Raman spectroscopy has been widely used to study the structure of glasses and supercooled melts. Recently, Raman spectroscopy was used to study the structure in several bioglasses [14] and to detect the formation of HCA on bioactive materials after exposure to simulated body fluid (SBF) [15]. A combination of Raman and Brillouin scattering methods allows researchers to investigate the detailed relations among composition, elastic properties, and glass structure of a bioactive glass. This information may be applied to screen the optimal biomaterial from a series of candidates.

Among the Na₂O–CaO–P₂O₅–SiO₂ glasses, 45S5 material (a composition 24.5Na₂O · 24.5CaO · 6P₂O₅ · 45SiO₂ (in wt%), where S denotes the network former SiO₂ in 45% followed by a specific Ca/P molar ratio 5.2) has been the most popular one and its properties and applications widely studied. The 45S5 glass is non-toxic and biocompatible [16], and in fact clinically used for middle ear prostheses and as endosseous ridge implants [9]. Nevertheless, the intrinsic strength of this glass or its glass–ceramics counterpart was not explored till now.

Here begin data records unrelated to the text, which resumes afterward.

PR #1161, opened 2016-10-11
Update cached Content-Length when setting raw header

cesarbs:
Missed this in https://github.com/aspnet/KestrelHttpServer/commit/f8813a600df30e018a6224048b31244be3d456b9 :(

@halter73 @Tratcher


halter73:
While this might not be strictly necessary, it keeps all the state in sync, so I'm a fan.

Here, we report the anionic structure and elastic properties of the as-annealed 45S5.2 glass and its thermal evolution using both Raman and Brillouin spectroscopic methods. Another bioglass, 55S4.1, which has an in vivo bioactivity index lower than that of 45S5.2 glass but close to that of Ceravital^® glasses [2] was also characterized in order to study the effect of composition on the structure and elastic properties of this popular bioglass system. The results of specific devitrification treatments to form glass–ceramics with crystals dispersed in the glass matrix are reported in the interrelated paper [17].